赵教授好像心情不佳,看了看肖瑜,冷着脸:“你跟我到办公室来一趟。”
说完,他转头就朝外面走去。
肖瑜皱了皱眉,心想这还在上课。
可这没有办法,肖瑜在赵教授手下实习,现在还是实习期,赵教授一个不满意就可以辞退他。
他只好对下面的同学说:“这节课自习——”
下面的同学呼啦一声开始收拾东西,那样子就像是等肖瑜走后立刻也要走一样。
肖瑜无奈地收拾掉刚打开的资料,有些忐忑地跟着赵教授走了出去。
不知道出了什么问题,让赵老师这么生气?
可他心中却也知不会是什么好事。不然赵教授怎么会八点多就过来撵人。
到了赵教授的办公室,赵教授自己坐下,让肖瑜站着。
他喝了口茶,面色阴沉,开门见山地说:“肖老师。你知道你最近被很多媒体惦记着吗?”
肖瑜很惊讶,不明白他在说什么。
“你想标新立异?这当然好,每个老师都要革新,哈。你看到学生在网上发的什么d大老师精华语录,你自己说的话真是充满个性。”
赵教授充满着讽刺与挖苦:“劝导学生及时行乐?说现代的学者狗屁不懂,没有学问?你倒是有学问了?”
“……”
“你以为你是谁?想说什么就说什么?”
肖瑜的手有点抖。
“你还敢辱骂x大教授?好大的胆子。”
赵教授的声音异常严厉:“肖瑜老师。你身为高校青年教师,知道舆论要杀人的吗?现在关于我们学校负面新闻很多,校办宣传室为了压下这篇文章花了多少钱?你知道吗?”
肖瑜张了张口,想要辩解:“我……”
赵教授立刻打断,道:“是不是你说过的话?”
肖瑜哑口无言,只好点头。
“你以后不要来上班了。我们不需要这么能引风头的教师。”赵教授把黄色的信封推到他前面,“这是你的辞职信。”
“……”
肖瑜想要解释些什么。却看到赵教授冷漠的神情,不住的看时间。好像肖瑜不值得他浪费时间来听他解释。
肖瑜就真的什么都说不出口了。
肖瑜走出办公室的时候,整个人都是恍惚的。他知道自己早晚要对一些事情负责,但是没想到会这么严重。

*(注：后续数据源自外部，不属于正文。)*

PR #117, opened 2024-05-10
Write tools config in `genkit init`.

apascal07:


genkit-tools/cli/src/commands/init.ts
```diff
@@ -325,6 +329,28 @@ async function updatePackageJson() {
...
+/**
+ * Generates an appropriate tools config for the given platform.
+ * @param platform platform
+ */
+function generateToolsConfig(platform: Platform) {
+  if (platform === 'nextjs') {
+    const templatePath = path.join(__dirname, nextjsToolsConfigTemplatePath);
+    let template = fs.readFileSync(templatePath, 'utf8');
+    if (fs.existsSync('src/app')) {
+      template = template.replace('$GENKIT_HARNESS_FILES', `'./src/app/*.ts'`);
```
pavelgj, line 341: I asked about this in chat whether we want/need to limit this more to include only genkit related files... but it seems to work like this, so perhaps not necessary.

pavelgj (approved):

肖瑜的位置本来就很尴尬。跟他同一期的博士有好几个,最终留下来的只能有两人。
现在媒体上很多新闻导向确实对d大不利。所以实习期间,一点小错都会被无情的刷下来。
但他没想到会因为这种事情被辞退……
肖瑜打了个冷颤,觉得自己一定是在做梦。
谁让你自己口无遮拦?
他心中这样说。然后有些沉默的低下了头。
有时候像他这样的人,书读的太多了,就会非常相信命运。
因为他看过太多太多的故事,有多少相似条件的人,结局却是各不相同。难道他们不努力?并不是的。林林总总的万象,归结起来,就是命。
肖瑜觉得这是因为自己命不好,根本怨不得别人。
肖瑜猝不及防的被辞退,很快就找了一份短暂的工作。谁想刚做完一个月,公司老板卷着钱跑路,肖瑜一分钱没拿到。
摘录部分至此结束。